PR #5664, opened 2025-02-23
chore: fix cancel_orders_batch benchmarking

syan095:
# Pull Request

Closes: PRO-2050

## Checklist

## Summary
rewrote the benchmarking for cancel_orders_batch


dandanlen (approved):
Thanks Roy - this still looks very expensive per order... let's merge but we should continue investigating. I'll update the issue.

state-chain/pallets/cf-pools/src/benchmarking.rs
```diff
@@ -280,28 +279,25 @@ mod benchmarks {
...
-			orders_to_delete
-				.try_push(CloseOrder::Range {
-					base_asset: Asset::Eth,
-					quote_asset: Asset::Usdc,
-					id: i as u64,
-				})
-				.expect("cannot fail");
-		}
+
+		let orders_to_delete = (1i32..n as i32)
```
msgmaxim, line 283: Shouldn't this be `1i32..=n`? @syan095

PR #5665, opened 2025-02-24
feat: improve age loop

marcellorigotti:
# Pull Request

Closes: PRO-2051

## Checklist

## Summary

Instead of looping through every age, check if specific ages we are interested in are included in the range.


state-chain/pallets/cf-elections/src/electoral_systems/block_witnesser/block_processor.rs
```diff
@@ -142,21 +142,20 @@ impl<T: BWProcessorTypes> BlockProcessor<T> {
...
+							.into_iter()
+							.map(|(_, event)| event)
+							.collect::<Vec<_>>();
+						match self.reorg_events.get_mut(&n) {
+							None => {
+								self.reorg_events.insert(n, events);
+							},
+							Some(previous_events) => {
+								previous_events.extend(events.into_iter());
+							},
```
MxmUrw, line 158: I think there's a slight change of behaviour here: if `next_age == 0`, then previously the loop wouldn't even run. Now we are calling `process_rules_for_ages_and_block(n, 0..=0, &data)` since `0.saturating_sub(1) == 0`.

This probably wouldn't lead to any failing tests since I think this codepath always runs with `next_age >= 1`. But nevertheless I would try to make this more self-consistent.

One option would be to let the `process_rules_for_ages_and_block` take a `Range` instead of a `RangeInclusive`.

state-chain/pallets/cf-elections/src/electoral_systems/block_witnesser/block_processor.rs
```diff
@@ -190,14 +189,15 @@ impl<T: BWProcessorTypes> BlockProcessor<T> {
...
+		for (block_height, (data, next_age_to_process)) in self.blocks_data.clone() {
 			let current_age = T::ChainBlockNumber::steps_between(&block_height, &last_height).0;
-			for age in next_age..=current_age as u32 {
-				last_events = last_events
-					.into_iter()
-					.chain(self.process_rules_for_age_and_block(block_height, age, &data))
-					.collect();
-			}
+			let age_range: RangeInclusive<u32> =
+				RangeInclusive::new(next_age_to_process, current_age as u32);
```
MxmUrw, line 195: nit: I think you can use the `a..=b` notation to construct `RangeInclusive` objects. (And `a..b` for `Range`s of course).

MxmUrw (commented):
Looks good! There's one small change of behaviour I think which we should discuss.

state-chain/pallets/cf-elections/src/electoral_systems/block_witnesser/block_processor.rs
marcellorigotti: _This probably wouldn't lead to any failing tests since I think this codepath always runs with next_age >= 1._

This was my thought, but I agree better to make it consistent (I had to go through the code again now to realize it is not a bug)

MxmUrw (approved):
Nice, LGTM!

# # # #

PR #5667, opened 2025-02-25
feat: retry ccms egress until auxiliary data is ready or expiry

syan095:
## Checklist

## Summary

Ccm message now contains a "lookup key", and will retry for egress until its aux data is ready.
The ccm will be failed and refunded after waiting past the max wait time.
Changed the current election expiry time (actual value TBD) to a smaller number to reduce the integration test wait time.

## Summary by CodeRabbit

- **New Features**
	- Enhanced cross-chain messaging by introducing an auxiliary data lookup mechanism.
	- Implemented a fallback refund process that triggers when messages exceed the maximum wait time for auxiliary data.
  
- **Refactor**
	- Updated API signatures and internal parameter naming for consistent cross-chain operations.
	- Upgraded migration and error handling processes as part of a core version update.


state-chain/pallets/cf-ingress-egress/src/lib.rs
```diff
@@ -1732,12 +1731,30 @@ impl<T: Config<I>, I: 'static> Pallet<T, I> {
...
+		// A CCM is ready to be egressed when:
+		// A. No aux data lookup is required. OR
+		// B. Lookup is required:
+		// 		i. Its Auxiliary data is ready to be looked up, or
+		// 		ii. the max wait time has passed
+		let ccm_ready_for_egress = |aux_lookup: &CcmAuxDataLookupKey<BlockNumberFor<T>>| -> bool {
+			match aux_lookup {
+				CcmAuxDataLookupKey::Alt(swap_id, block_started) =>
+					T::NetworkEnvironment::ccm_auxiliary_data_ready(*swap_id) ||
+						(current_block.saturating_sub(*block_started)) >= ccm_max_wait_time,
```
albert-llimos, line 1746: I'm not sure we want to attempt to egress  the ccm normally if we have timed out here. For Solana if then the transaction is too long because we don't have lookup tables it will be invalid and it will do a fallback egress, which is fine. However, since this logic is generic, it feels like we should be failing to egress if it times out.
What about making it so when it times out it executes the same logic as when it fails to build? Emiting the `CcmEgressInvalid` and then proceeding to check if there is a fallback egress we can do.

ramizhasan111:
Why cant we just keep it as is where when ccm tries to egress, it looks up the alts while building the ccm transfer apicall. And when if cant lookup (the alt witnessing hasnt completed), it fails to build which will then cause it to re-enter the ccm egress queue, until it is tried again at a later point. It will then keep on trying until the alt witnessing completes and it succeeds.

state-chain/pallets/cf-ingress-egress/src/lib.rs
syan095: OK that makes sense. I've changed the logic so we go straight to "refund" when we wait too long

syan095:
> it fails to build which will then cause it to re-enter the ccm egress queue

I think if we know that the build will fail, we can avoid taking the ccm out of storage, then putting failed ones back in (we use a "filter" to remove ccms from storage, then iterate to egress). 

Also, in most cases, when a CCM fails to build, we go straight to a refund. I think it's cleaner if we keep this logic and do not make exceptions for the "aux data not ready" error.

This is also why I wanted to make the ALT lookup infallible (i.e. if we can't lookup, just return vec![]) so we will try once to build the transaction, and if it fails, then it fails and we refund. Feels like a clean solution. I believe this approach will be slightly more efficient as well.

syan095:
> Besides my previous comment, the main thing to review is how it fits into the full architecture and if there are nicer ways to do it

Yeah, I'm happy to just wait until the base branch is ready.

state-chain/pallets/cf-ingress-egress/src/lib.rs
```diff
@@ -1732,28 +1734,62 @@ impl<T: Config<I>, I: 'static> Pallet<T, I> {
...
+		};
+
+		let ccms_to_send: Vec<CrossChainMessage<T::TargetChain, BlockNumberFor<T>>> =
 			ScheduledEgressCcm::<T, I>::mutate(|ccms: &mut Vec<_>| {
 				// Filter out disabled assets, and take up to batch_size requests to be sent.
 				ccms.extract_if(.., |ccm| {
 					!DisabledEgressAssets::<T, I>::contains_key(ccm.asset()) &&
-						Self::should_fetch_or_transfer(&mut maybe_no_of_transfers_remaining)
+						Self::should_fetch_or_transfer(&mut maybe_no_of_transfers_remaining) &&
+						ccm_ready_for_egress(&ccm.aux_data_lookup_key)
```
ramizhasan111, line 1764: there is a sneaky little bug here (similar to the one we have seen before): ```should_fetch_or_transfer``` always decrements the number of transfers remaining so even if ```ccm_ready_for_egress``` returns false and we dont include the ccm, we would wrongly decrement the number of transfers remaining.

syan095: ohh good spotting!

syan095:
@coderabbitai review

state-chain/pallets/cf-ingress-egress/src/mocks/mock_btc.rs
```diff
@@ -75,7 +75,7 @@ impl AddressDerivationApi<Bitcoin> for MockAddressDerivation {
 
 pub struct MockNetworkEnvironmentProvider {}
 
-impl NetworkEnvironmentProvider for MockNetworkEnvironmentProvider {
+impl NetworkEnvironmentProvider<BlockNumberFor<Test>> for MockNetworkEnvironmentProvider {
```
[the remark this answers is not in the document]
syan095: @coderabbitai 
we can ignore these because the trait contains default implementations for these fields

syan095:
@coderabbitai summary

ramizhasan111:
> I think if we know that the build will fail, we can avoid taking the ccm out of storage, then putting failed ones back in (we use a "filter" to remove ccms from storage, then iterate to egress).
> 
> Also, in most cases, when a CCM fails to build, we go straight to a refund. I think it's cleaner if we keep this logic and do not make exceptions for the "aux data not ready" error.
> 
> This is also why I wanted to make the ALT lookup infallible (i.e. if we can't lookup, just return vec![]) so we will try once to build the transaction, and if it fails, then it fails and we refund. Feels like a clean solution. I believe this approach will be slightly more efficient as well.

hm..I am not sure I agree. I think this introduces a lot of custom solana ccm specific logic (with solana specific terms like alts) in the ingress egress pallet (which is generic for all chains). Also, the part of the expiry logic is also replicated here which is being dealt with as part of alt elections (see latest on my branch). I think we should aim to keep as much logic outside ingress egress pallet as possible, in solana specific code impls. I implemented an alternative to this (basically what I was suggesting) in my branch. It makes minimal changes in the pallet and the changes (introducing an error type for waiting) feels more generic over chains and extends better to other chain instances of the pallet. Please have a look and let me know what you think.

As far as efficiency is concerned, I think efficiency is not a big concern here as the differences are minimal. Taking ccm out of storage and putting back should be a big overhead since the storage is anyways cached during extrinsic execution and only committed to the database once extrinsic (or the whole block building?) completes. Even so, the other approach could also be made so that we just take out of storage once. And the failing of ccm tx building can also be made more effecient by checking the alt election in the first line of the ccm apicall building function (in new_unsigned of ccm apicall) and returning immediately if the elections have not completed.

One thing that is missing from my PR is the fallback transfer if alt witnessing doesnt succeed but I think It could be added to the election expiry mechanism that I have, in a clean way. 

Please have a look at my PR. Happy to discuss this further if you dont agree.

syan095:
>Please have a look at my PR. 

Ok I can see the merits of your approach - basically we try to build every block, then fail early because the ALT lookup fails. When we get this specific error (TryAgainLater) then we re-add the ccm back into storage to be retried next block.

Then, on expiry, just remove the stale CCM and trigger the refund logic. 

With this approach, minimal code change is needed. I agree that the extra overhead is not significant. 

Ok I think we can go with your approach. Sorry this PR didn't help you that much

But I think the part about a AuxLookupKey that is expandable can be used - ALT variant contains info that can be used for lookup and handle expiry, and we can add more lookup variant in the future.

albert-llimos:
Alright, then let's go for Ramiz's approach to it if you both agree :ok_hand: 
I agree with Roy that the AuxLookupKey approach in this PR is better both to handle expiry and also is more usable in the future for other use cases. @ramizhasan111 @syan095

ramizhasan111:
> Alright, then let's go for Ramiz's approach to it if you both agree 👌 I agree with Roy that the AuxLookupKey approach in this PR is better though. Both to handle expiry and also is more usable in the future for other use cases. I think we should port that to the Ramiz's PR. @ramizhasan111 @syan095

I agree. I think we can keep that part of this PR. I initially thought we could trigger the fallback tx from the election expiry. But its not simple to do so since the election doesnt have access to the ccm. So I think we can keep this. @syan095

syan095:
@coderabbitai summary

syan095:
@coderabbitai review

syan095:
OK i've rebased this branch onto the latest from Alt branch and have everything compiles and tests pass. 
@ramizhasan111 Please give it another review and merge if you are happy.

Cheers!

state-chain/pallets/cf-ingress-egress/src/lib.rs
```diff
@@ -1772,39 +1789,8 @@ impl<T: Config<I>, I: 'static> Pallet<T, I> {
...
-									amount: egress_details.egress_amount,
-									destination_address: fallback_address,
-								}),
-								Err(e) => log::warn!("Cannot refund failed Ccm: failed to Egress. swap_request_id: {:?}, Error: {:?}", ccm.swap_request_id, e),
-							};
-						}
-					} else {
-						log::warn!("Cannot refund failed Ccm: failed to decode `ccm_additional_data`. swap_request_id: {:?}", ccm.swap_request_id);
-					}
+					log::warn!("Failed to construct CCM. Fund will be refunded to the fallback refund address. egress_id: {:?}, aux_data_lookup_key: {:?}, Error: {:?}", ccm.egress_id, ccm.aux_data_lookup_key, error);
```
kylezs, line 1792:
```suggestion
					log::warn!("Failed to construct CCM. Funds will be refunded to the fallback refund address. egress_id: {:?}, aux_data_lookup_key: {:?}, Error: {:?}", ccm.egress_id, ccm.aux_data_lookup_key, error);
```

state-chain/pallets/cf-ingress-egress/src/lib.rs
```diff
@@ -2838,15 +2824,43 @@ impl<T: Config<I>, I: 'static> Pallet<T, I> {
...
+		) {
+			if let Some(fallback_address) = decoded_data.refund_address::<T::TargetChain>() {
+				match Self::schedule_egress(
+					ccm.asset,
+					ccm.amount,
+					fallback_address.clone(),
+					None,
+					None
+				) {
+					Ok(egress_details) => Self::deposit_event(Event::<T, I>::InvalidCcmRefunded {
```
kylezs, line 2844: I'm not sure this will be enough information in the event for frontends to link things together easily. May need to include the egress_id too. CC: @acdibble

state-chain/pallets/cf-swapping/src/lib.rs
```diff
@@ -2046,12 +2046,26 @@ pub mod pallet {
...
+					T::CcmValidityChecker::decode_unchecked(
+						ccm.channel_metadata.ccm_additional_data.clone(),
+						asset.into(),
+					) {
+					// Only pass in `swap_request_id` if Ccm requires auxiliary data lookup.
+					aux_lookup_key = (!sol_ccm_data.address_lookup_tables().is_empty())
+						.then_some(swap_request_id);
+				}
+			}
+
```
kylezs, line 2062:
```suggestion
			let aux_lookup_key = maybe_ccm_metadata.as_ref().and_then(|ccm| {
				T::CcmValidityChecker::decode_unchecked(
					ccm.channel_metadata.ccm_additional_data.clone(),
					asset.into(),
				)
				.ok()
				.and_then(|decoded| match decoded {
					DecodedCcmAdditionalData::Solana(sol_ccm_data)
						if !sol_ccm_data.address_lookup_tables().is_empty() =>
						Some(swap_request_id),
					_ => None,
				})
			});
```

# # # #

◆ Exercise description
Every line in the records that holds the word "remove" should be copied into the answer.

◆ Result for this task
I think if we know that the build will fail, we can avoid taking the ccm out of storage, then putting failed ones back in (we use a "filter" to remove ccms from storage, then iterate to egress). 
> I think if we know that the build will fail, we can avoid taking the ccm out of storage, then putting failed ones back in (we use a "filter" to remove ccms from storage, then iterate to egress).
Then, on expiry, just remove the stale CCM and trigger the refund logic. 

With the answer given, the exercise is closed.